(Task requirements)
Your answer should be every line of the entries that has the string "have" in it.

(Extracted material)

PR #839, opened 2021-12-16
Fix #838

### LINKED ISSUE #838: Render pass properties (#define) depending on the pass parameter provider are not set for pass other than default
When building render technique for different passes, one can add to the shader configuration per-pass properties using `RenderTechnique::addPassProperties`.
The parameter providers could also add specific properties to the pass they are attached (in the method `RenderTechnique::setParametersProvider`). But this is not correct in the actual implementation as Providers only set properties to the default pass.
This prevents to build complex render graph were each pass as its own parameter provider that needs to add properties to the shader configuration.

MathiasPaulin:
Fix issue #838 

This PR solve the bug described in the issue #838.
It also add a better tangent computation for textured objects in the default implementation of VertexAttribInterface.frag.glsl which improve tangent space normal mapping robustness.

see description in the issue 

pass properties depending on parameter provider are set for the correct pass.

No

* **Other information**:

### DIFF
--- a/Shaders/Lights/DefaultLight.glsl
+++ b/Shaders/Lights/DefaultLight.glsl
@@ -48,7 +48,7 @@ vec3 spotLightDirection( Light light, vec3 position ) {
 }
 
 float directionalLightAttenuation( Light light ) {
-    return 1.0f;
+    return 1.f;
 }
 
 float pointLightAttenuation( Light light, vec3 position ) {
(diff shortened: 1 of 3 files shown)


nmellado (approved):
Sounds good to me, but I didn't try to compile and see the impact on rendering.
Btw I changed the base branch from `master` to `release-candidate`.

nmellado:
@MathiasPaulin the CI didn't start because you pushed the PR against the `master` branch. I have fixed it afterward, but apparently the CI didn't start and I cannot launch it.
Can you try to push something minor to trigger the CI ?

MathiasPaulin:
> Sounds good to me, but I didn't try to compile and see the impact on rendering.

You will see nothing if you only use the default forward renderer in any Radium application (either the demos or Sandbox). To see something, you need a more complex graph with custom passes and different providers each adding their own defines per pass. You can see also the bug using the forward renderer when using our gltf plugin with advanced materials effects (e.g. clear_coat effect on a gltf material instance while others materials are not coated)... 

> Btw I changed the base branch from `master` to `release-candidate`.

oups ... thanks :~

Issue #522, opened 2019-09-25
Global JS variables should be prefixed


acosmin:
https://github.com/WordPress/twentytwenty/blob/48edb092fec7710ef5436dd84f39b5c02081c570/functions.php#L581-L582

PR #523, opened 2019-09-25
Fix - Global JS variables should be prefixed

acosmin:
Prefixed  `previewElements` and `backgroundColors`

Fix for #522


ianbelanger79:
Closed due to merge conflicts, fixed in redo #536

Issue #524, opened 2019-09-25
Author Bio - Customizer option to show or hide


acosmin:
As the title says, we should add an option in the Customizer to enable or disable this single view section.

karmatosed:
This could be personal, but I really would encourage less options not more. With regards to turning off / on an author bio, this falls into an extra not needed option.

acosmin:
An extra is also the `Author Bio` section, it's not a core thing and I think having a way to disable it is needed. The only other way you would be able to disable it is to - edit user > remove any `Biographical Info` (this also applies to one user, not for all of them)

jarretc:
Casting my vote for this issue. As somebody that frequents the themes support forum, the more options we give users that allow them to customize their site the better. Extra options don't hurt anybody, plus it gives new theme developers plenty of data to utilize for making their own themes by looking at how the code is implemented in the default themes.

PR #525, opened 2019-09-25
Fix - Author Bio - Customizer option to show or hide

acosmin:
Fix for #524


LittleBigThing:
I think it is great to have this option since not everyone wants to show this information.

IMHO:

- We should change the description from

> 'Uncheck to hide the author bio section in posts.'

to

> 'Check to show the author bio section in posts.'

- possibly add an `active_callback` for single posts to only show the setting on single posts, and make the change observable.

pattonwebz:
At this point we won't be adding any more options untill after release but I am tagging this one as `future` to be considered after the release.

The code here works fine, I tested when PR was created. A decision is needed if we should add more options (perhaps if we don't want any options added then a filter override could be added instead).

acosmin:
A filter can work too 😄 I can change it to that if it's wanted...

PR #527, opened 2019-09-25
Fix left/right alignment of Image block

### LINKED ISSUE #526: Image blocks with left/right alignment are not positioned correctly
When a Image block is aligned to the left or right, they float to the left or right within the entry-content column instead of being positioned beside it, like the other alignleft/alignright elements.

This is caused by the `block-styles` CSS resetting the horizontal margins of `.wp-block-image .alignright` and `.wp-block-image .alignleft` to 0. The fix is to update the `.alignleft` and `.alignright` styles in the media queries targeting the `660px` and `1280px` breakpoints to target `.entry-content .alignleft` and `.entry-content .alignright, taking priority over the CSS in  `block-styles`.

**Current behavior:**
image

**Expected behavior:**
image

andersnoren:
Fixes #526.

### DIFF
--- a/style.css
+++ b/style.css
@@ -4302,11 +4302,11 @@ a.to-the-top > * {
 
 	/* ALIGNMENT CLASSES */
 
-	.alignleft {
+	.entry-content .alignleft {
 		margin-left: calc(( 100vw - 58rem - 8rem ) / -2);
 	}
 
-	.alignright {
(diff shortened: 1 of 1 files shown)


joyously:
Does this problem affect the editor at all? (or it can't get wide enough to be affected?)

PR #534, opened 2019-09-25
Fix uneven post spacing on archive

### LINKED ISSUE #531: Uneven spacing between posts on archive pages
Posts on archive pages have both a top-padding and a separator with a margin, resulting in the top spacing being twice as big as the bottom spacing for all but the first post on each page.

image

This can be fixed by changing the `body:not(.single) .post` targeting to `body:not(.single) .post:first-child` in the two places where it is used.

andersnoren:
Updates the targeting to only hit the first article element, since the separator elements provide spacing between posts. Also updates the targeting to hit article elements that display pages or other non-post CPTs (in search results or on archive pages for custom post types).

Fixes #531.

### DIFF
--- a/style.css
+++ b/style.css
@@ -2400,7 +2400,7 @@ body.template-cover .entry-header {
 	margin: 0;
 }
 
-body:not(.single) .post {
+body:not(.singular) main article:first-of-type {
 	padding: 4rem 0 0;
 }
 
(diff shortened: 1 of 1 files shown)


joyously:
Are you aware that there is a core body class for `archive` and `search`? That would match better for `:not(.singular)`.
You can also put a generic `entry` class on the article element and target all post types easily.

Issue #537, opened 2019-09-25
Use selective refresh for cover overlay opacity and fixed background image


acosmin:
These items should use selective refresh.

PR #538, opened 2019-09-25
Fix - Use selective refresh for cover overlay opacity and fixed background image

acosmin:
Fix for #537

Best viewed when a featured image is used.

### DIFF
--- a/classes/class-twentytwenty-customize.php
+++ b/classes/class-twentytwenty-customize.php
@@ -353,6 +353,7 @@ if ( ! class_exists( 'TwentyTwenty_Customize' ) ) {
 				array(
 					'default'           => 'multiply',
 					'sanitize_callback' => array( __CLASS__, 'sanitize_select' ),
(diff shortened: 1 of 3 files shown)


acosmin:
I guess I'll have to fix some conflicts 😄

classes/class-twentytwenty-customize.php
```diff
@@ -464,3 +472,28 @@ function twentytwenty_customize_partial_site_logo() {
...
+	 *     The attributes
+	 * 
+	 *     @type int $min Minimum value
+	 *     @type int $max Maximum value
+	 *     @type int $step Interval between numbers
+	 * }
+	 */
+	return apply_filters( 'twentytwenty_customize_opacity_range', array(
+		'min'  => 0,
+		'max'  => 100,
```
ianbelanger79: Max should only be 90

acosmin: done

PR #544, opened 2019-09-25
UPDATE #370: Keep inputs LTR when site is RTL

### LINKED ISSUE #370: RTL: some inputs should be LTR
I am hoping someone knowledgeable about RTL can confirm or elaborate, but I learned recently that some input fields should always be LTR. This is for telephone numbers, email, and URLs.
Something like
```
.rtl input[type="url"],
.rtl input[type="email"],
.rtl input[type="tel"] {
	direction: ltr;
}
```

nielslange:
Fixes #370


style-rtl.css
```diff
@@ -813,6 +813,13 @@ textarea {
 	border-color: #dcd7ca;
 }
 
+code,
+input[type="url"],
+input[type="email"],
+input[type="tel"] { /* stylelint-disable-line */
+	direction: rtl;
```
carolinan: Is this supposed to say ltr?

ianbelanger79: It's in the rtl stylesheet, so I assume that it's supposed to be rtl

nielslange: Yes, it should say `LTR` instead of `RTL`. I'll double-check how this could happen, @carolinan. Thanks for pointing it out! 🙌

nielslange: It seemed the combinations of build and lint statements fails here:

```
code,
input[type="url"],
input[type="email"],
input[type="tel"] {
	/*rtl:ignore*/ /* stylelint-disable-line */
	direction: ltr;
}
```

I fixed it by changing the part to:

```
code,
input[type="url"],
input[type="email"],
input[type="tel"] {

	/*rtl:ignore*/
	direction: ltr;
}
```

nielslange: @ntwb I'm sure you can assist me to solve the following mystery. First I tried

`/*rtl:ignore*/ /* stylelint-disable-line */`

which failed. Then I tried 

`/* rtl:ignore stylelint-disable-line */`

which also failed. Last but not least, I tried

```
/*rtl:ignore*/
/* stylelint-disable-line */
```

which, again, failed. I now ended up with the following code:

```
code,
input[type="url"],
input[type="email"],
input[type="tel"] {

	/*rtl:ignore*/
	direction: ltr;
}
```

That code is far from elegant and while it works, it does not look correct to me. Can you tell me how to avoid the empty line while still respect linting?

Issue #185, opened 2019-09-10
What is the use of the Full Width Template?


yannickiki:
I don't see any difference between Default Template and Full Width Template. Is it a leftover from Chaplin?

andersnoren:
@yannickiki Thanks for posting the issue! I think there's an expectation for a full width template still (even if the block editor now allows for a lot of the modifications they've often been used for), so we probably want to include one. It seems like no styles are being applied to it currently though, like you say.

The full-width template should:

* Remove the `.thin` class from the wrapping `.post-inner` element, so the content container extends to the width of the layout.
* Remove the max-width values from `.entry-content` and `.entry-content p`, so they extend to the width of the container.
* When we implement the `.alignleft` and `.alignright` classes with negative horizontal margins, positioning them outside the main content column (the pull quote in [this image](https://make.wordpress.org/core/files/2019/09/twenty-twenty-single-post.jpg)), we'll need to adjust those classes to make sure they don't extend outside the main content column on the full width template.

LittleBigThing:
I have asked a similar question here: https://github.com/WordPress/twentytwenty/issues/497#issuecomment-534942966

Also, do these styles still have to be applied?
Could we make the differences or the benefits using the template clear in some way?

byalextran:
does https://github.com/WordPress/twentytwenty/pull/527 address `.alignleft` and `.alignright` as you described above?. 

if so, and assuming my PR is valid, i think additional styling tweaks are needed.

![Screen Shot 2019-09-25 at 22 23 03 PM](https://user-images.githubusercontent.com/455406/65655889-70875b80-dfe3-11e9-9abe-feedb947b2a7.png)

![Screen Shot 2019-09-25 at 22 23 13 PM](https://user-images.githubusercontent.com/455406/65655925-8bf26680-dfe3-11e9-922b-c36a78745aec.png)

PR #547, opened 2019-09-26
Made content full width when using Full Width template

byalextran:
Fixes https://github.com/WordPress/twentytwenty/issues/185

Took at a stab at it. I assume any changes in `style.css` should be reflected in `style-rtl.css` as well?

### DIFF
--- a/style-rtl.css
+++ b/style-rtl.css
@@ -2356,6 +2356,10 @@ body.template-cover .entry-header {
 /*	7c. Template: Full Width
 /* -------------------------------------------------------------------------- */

(Exercise response)
@MathiasPaulin the CI didn't start because you pushed the PR against the `master` branch. I have fixed it afterward, but apparently the CI didn't start and I cannot launch it.
I think it is great to have this option since not everyone wants to show this information.
Posts on archive pages have both a top-padding and a separator with a margin, resulting in the top spacing being twice as big as the bottom spacing for all but the first post on each page.
I guess I'll have to fix some conflicts 😄
I have asked a similar question here: https://github.com/WordPress/twentytwenty/issues/497#issuecomment-534942966
Also, do these styles still have to be applied?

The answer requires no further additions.